● Work task:
The required result is a copy of each line below in which "hardcoded" appears.

Source records:
[Start of Attachment]

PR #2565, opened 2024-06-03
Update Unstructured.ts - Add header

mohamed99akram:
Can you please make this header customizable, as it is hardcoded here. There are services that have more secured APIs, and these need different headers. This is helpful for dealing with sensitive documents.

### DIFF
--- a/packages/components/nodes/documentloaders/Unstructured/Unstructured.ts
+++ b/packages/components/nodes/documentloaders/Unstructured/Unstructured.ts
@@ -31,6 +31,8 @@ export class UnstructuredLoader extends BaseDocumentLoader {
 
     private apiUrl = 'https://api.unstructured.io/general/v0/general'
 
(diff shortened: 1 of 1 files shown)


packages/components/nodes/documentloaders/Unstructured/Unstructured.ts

[End of Attachment]
[Start of Attachment]

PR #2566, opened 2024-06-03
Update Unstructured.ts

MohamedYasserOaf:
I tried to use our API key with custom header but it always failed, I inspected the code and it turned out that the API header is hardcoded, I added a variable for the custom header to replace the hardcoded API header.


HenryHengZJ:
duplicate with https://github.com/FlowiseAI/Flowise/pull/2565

[End of Attachment]

● Finished exercise:
Can you please make this header customizable, as it is hardcoded here. There are services that have more secured APIs, and these need different headers. This is helpful for dealing with sensitive documents.
I tried to use our API key with custom header but it always failed, I inspected the code and it turned out that the API header is hardcoded, I added a variable for the custom header to replace the hardcoded API header.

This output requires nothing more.